NOTES AND FURTHER READING

The development of the Doogie mouse was reported in Tang Y, Shimizu E, Dube G, Rampon C, Kerchner G, Zhuo M, Liu G, and Tsien J, “Genetic enhancement of learning and memory in mice,” Nature 410 (1999): 63. The paper by Crabbe and colleagues was “Genetics of mouse behavior: interactions with laboratory environment,” Science 284 (1999): 1670. The “Fickle Mice Highlight Test Problems” commentary, by Enserink M, can be found in the same issue, page 1,599. The Crabbe paper documents some of the remarkably detailed efforts they made at standardizing conditions in the three different labs. Further information was provided in a Web site that they set up (www.albany.edu/psy/obssr). The letters published in response to the Crabbe paper can be found in Science (1999): 285, 2,067–70.

The demonstration that the gene related to novelty-seeking behavior accounts for only about 5 percent of the variability in the data in humans can be found in Ebstein R and Belmaker R, “Saga of an adventure gene: novelty seeking, substance abuse and the dopamine D4 receptor 9D4DR) exon III repeat polymorphism,” Molecular Psychiatry 2 (1997): 361.

Demoralizing postscript: A few years after the Crabbe et al. paper was published, I found myself sitting in the office of a Nobel laureate, whose work should have made him cognizant of this science.
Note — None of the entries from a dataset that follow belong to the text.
PR #1842, opened 2018-10-16
Breaking/tao 4814 atomic bundles

krampstudio:
Migrate TAO to the atomic bundles process

Requires 
 - [x] https://github.com/oat-sa/grunt-tao-bundle/pull/1

 - use the new bundler library
 - use a unique configuration for the AMD build and test `views/build/config/requirejs.build.json` 
 - update the router to load bundles (and test it by the way)
 - update the AMD loader tag to always load the vendor module
 - update the tao build config

Using the PR you should be able to run build the bundles for the tao extension : 
```
cd views/build
npm i
npx grunt taobundle
```


jsconan:
all good! 👍

PR #1843, opened 2018-10-17
Feature/tao 7019 maths parser

jsconan:
Related to: https://oat-sa.atlassian.net/browse/TAO-7019

Implement a maths expression evaluator based on:
- a configurable parser: [expr-eval](https://github.com/silentmatt/expr-eval)
- a robust maths computation library: [decimal.js](https://github.com/MikeMcl/decimal.js)

The `expr-eval` parser allows to override the built-in operators and functions, so they are almost all mapped to those from `decimal.js`. The reason why is because `expr-eval` is vulnerable to the round-off error, while `decimal.js` is not (by design).
Also, `decimal.js` supports good precision and huge numbers.

The new util is a factory that packages the parser and returns a simple evaluator function.
It accepts an expression, and even allows it to be parametric, as the second argument is the list of mapped variables.

Some examples:
```javascript
var evaluate = mathsEvaluatorFactory();

// simple arithmetic
var result = evaluate("3*4+30"); // will return '42';

// advanced expression
var result = evaluate("(10! - 5!) * 4 * (18 / 4) + sqrt(56^4)"); // will return '65319376';

// parametric expression
var result = evaluate("2*a*x+b", {a:5, x:3, b:15}); // will return '45';
```

Other PR will follow to present the basic UI on top of this evaluator. For now, the unit test provides a minimalistic UI.

About the unit tests, while they check essential aspects, they do not cover any operators and functions yet. They will be augmented later.


jsconan:
cleaned useless and inappropriate `codeclimate` comments

PR #1844, opened 2018-10-17
Fix interface compatibility issue

gyszucs:
During `tao/scripts/taoSetup.php` using PHP 7.2 `Declaration of oat\tao\model\api\ApiClientConnector::request($method, $uri, array $options = Array) must be compatible with GuzzleHttp\ClientInterface::request($method, $uri = NULL, array $options = Array)` error occurred.


gyszucs:
Outdated

PR #1845, opened 2018-10-19
Added empty message for datatable when no data found

Alroniks:
Related to https://oat-sa.atlassian.net/browse/TAO-6429


Alroniks:
@ssipasseuth Please, have a look from UX perspective.

Alroniks:
I've added option emptyText to have the ability to configure datatable object when it is needed, but for old usages, all will stay as is, that's safe.

PR #1848, opened 2018-10-23
Added exception class for prevented path traversal attempts

alexeyvy:


models/classes/import/InvalidSourcePathException.php
```diff
@@ -0,0 +1,63 @@
...
+     * @var string
+     */
+    private $sourcePath;
+
+    /**
+     * @param string $basePath
+     * @param string $sourcePath
+     * @param Exception|null $previous
+     */
+    public function __construct($basePath, $sourcePath, Exception $previous = null)
```
SergiiTao: $sourcePath supposed to be a relative path or full path?

models/classes/import/InvalidSourcePathException.php
```diff
@@ -0,0 +1,63 @@
...
+     * Get the human-readable message for the end-user. It is supposed
+     * to be translated and does not contain any confidential information
+     * about the system and its sensitive data.
+     *
+     * @return string A human-readable message.
+     */
+    public function getUserMessage()
+    {
+        return __(
+            'Invalid path of a source "%s". Path must point to the existed file inside the package.',
```
SergiiTao: if `sourcePath` is full path we should not show it

alexeyvy: It's a relative path to a file. Full path is $basePath

PR #1853, opened 2018-10-26
tao.min is considered always loaded since the router belongs to it

krampstudio:
One of the unit test was failing after a late change made in the [router](https://github.com/oat-sa/tao-core/blob/develop/views/js/core/router.js#L115) : we consider the `tao.min.js` bundle always loaded in the routing. 
The test to check is `/tao/views/js/test/core/router/test.html`


krampstudio:
Let me fix the typo

PR #1854, opened 2018-10-26
Investigate and fix xss vulnerabilities in some libs shown on PEN testing reports

handleman:
All libs are updated to safest versions, except of jquery.qtip.js Seems that it is became abandoned now, Its site is broken and there is no newer compatible version in their repository. Fixing issue manually inside its files needs a lot of investigation, PEN testing environment setup and etc...

all other libs are updated to their xss-solved-versions:
jquery-ui-1.8.23 - > jquery-ui-1.9.2.
ckeditor.js- 4.4.7 TAO-2 - > ckeditor.js- 4.4.8 TAO-1
jquery-1.8.0 - > jquery-1.9.1

task with description TAO-6774


handleman:
I've reverted jquery back to 1.8 because of many dependencies across files, which definitely needs to be made separately and with accuracy.

handleman:
@krampstudio  all done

This was one huge alpha male of a baboon, and I was terrified of him, wildly intimidated. No doubt the stress of the situation was gravely impairing the executive functioning of my frontal cortex (stay tuned for what that’s about) and my ability to make a prudent decision, because I decided to bring up the Crabbe paper. “So what did you think of that Crabbe paper in Science?” I ventured enthusiastically. A blank look. “You know, the paper where they were testing the different mouse strains at the three different labs…?” I offered. A cold, blank look. I was dumbfounded—he seemed not to have heard of the study, which hadn’t, after all, been published in some biology newsletter in Estonian. I launched into a description of the methods and results of the study. He made a snarfly sort of exhaling sound through his nostrils and said something to the effect of, “It sounds like they don’t know the first thing about how to do basic behavioral testing.” Thank God, my time was soon up with him and I was allowed to scuttle out of his office before my imprudent frontal cortex had allowed me to say what I thought of his attitude about an inconvenient scientific finding.